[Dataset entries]
====
PR #9289, opened 2025-01-24
perf(algo): single memory allocation in NewCountMinSketch

arturmelanchyk:
**Description**

Please explain the changes you made here.

**Checklist**

- [ ] Code compiles correctly and linting passes locally
      this PR
- [ ] For public APIs, new features, etc., PR on
      [docs repo](https://github.com/dgraph-io/dgraph-docs) staged and linked here

**Instructions**

- The PR title should follow the [Conventional Commits](https://www.conventionalcommits.org/)
  syntax, leading with `fix:`, `feat:`, `chore:`, `ci:`, etc.
- The description should briefly explain what the PR is about. In the case of a bugfix, describe or
  link to the bug.
- In the checklist section, check the boxes in that are applicable, using `[x]` syntax.
  - If not applicable, remove the entire line. Only leave the box unchecked if you intend to come
    back and check the box later.
- Delete the `Instructions` line and everything below it, to indicate you have read and are
  following these instructions. 🙂

Thank you for your contribution to Dgraph!

### DIFF
--- a/algo/cm-sketch.go
+++ b/algo/cm-sketch.go
@@ -78,8 +78,9 @@ func NewCountMinSketch(epsilon, delta float64) *CountMinSketch {
 		matrix = make([][]uint64, depth)
 	)
 
+	flatMatrix := make([]uint64, width*depth)
 	for i := uint(0); i < depth; i++ {
-		matrix[i] = make([]uint64, width)
+		matrix[i] = flatMatrix[i*width : (i+1)*width : (i+1)*width]
 	}
 
 	return &CountMinSketch{


harshil-goel:
Can you rebase to latest main?

algo/cm-sketch.go
```diff
@@ -67,8 +67,9 @@ func NewCountMinSketch(epsilon, delta float64) *CountMinSketch {
 		matrix = make([][]uint64, depth)
 	)
 
+	flatMatrix := make([]uint64, width*depth)
 	for i := uint(0); i < depth; i++ {
-		matrix[i] = make([]uint64, width)
+		matrix[i] = flatMatrix[i*width : (i+1)*width : (i+1)*width]
```
mangalaman93, line 72: why are we setting the capacity to (i+1)*width here? 
reference: https://tip.golang.org/doc/go1.2#three_index

mangalaman93 (changes requested):
Thank you for the PR. One comment.

algo/cm-sketch.go
arturmelanchyk: Hi @mangalaman93 
let me put answer from chatGPT here:
```
Why Use (i+1)*width for Capacity?

When slicing in Go, the syntax is:

slice[start:end:max]

    start: The starting index (inclusive).
    end: The ending index (exclusive) – determines the length of the slice.
    max: The maximum index (exclusive) – determines the capacity of the slice.

Now, if we used:

matrix[i] = rawData[i*width : (i+1)*width : width] // Incorrect

It would set the maximum capacity (cap(matrix[i])) to width, but this is not relative to i*width. This would cause an out-of-bounds error because Go calculates the capacity relative to start, meaning:

cap(matrix[i]) = max - start

So if max = width, and start = i*width, we'd get a negative capacity or incorrect slicing.
Correct Calculation:

matrix[i] = rawData[i*width : (i+1)*width : (i+1)*width]

    i*width → Start of row i
    (i+1)*width → End of row i
    (i+1)*width → Max capacity is exactly the next row's start, preventing access beyond row i.

What Happens if We Use Only width as Capacity?

If we wrote:

matrix[i] = rawData[i*width : (i+1)*width : width] // Incorrect

    Go would interpret width as an absolute index (not relative to start).
    Since width is smaller than i*width in most cases (for i > 0), it wouldn't work as intended.

Conclusion

We use (i+1)*width to set the capacity limit exactly at the end of the row and prevent accidental access to other rows' data while maintaining memory efficiency.
```

In order to prove this try running the following test (it will panic with `panic: runtime error: slice bounds out of range`):
```
func TestSlice(t *testing.T) {
	width := 2
	depth := 2

	matrix := make([][]uint64, depth)
	flatMatrix := make([]uint64, width*depth)
	for i := 0; i < depth; i++ {
		matrix[i] = flatMatrix[i*width : (i+1)*width : width]
	}
}
```

mangalaman93: Thanks for educating me. You are right.

mangalaman93 (approved):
====
Description of the task: Transcribe the lines from the first line of the records through the line that contains "back and check the box later.", both included, and add nothing else.

Response to this exercise:
PR #9289, opened 2025-01-24
perf(algo): single memory allocation in NewCountMinSketch

arturmelanchyk:
**Description**

Please explain the changes you made here.

**Checklist**

- [ ] Code compiles correctly and linting passes locally
      this PR
- [ ] For public APIs, new features, etc., PR on
      [docs repo](https://github.com/dgraph-io/dgraph-docs) staged and linked here

**Instructions**

- The PR title should follow the [Conventional Commits](https://www.conventionalcommits.org/)
  syntax, leading with `fix:`, `feat:`, `chore:`, `ci:`, etc.
- The description should briefly explain what the PR is about. In the case of a bugfix, describe or
  link to the bug.
- In the checklist section, check the boxes in that are applicable, using `[x]` syntax.
  - If not applicable, remove the entire line. Only leave the box unchecked if you intend to come
    back and check the box later.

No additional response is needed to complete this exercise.